-- DATA EXTRACT follows --

PR #377, opened 2017-01-16
Full IPv6 for machines with no IPv4 127.0.0.1

grantma:
Detects if ::1 is present, uses it by preference.  If getaddrinfo()
on hostname returns IPv6 address, turn on full IPv6 defaults.

Submitting for comment about approach.  Test coverage needs writing

### DIFF
--- a/eventlet/backdoor.py
+++ b/eventlet/backdoor.py
@@ -10,6 +10,7 @@ import traceback
 import eventlet
 from eventlet import hubs
 from eventlet.support import greenlets, get_errno
+from eventlet.support.afinet import ip_defaults
 
 try:
     sys.ps1
@@ -133,4 +134,4 @@ def backdoor(conn_info, locals=None):
 
 
 if __name__ == '__main__':
-    backdoor_server(eventlet.listen(('127.0.0.1', 9000)), {})
+    backdoor_server(eventlet.listen((ip_defaults['core_lo_addr'], 9000)), {})
--- a/eventlet/support/afinet.py
+++ b/eventlet/support/afinet.py
@@ -1,0 +1,46 @@
+"""
+Test availabilty of AF_INET6 on a machine
+
+Uses socket API to determine configuration
+"""
+
+from socket import *
+
+def check_ipv6_lo_addr():
+    try:
+        sock = socket(AF_INET6, SOCK_STREAM)
+        sock.bind(('::1', 0))
+        return True
+    except:
+        return False
+
+def check_ipv6_hosts_file():
+    if not check_ipv6_lo_addr():
+        return False
+    addrinfo = getaddrinfo(gethostname(), 0)
+    if (addrinfo[0][0] == AF_INET6):
+        return True
+    return False
+
+core_use_ipv6_lo_addr = check_ipv6_lo_addr()
+use_ipv6_by_default = check_ipv6_hosts_file()
+
+ip_defaults = {}
+
+if core_use_ipv6_lo_addr:
+    ip_defaults['core_lo_addr'] = '::1'
+    ip_defaults['core_af_inet'] = AF_INET6
+else:
+    ip_defaults['core_lo_addr'] = '127.0.0.1'
+    ip_defaults['core_af_inet'] = AF_INET
+
+if use_ipv6_by_default:
+    ip_defaults['af_inet'] = AF_INET6
+    ip_defaults['null_addr'] = '::'
+    ip_defaults['null_cidr'] = '::/0'
+    ip_defaults['lo_addr'] = '::1'
+else:
+    ip_defaults['af_inet'] = AF_INET
+    ip_defaults['null_addr'] = '0.0.0.0'
+    ip_defaults['null_cidr'] = '0.0.0.0/0'
+    ip_defaults['lo_addr'] = '127.0.0.1'
--- a/eventlet/convenience.py
+++ b/eventlet/convenience.py
@@ -5,9 +5,10 @@ from eventlet import greenpool
 from eventlet import greenthread
 from eventlet.green import socket
 from eventlet.support import greenlets as greenlet
+from eventlet.support.afinet import ip_defaults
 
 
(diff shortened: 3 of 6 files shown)


temoto:
Uhm... general approach is fine. Implementation needs few changes, I've marked them in review, not very important right now.

What's important is what problem does it solve? How do you get machine with Python and without IPv4?

eventlet/backdoor.py
```diff
@@ -10,6 +10,7 @@
 import eventlet
 from eventlet import hubs
 from eventlet.support import greenlets, get_errno
+from eventlet.support.afinet import ip_defaults
```
temoto: Only module imports are fine and safe. `from module import name` creates multiple references to same object which are impossible to patch and harder to understand while reading code. I know this may sound hypocritical with previous line importing `get_errno`, please ignore that's legacy code.

eventlet/support/afinet.py
```diff
@@ -0,0 +1,46 @@
+"""
+Test availabilty of AF_INET6 on a machine
+
+Uses socket API to determine configuration
+"""
+
+from socket import *
```
temoto: `import socket`.

Again, only module imports are fine, `import *` is double error.

eventlet/support/afinet.py
```diff
@@ -0,0 +1,46 @@
...
+
+def check_ipv6_lo_addr():
+    try:
+        sock = socket(AF_INET6, SOCK_STREAM)
+        sock.bind(('::1', 0))
+        return True
+    except:
```
temoto: `except:` is absolutely prohibited. We do not hide unexpected errors. Consider there was `socket.bindwrwongname(...)`, this code would hide error. On Python2 this is double error, because `except:` also catches `GeneratorExit`, `SystemExit`, `KeyboardInterrupt `.

https://docs.python.org/2/library/exceptions.html

eventlet/support/afinet.py
```diff
@@ -0,0 +1,46 @@
...
+        return False
+
+def check_ipv6_hosts_file():
+    if not check_ipv6_lo_addr():
```
temoto: One `bind()` to just `import eventlet` is already too much. Executing this function twice is excessive.

eventlet/support/afinet.py
```diff
@@ -0,0 +1,46 @@
...
+        return False
+    addrinfo = getaddrinfo(gethostname(), 0)
+    if (addrinfo[0][0] == AF_INET6):
```
temoto: - `if (a) -> if a`, Python doesn't need parens.
- `if a: return True else: return False -> return bool(a)`. In this case it's even simpler `return ...==AFINET6`.
- It needs bounds check. There may be no elements in list.
- This check only considers first address. `not all(...)` construct is consistent with promise of "for machines with no IPv4".

eventlet/support/afinet.py
```diff
@@ -0,0 +1,46 @@
...
+        return True
+    return False
+
+core_use_ipv6_lo_addr = check_ipv6_lo_addr()
+use_ipv6_by_default = check_ipv6_hosts_file()
+
+ip_defaults = {}
```
temoto: Absolutely no reason to use mutable, string indexed dictionary here. Go with namedtuple or object with cached lazy property.

eventlet/support/afinet.py
```diff
@@ -0,0 +1,46 @@
...
+    ip_defaults['core_lo_addr'] = '::1'
+    ip_defaults['core_af_inet'] = AF_INET6
+else:
+    ip_defaults['core_lo_addr'] = '127.0.0.1'
+    ip_defaults['core_af_inet'] = AF_INET
+
+if use_ipv6_by_default:
+    ip_defaults['af_inet'] = AF_INET6
+    ip_defaults['null_addr'] = '::'
+    ip_defaults['null_cidr'] = '::/0'
```
temoto: null_cidr wasn't used. Is it valuable?

eventlet/support/afinet.py
```diff
@@ -0,0 +1,46 @@
+"""
```
temoto: Overall, I think it belongs to greenio/base, probably no need to create another module.

eventlet/support/afinet.py
```diff
@@ -0,0 +1,46 @@
...
+
+def check_ipv6_lo_addr():
+    try:
+        sock = socket(AF_INET6, SOCK_STREAM)
+        sock.bind(('::1', 0))
+        return True
+    except:
+        return False
+
+def check_ipv6_hosts_file():
```
temoto: Function name is misleading. It doesn't check hosts file.

eventlet/support/afinet.py
```diff
@@ -0,0 +1,46 @@
...
+    return False
+
+core_use_ipv6_lo_addr = check_ipv6_lo_addr()
+use_ipv6_by_default = check_ipv6_hosts_file()
+
+ip_defaults = {}
+
+if core_use_ipv6_lo_addr:
+    ip_defaults['core_lo_addr'] = '::1'
+    ip_defaults['core_af_inet'] = AF_INET6
```
temoto: `ipdefaults[core_af_inet]` vs `ipdefaults[af_inet]` distinction is perplexing. Overall, I think word `core` in this file doesn't clarify things. Maybe I'm not familiar with some common knowledge?

eventlet/support/afinet.py
```diff
@@ -0,0 +1,46 @@
+"""
+Test availabilty of AF_INET6 on a machine
+
+Uses socket API to determine configuration
+"""
+
+from socket import *
+
+def check_ipv6_lo_addr():
```
temoto: What's the purpose of this check anyway? The big picture, I mean. Suppose my machine is able to listen `::1`, why would you hack Eventlet to prefer IPv6 while rest of system doesn't?

temoto:
@grantma ping

temoto:
Closing as conversation is not continued.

-- DATA EXTRACT concluded --

TASK BRIEF: Every line above that holds the string "address" counts once. State how many such lines there are, as a number alone.

RESPONSE TO THE TASK: 2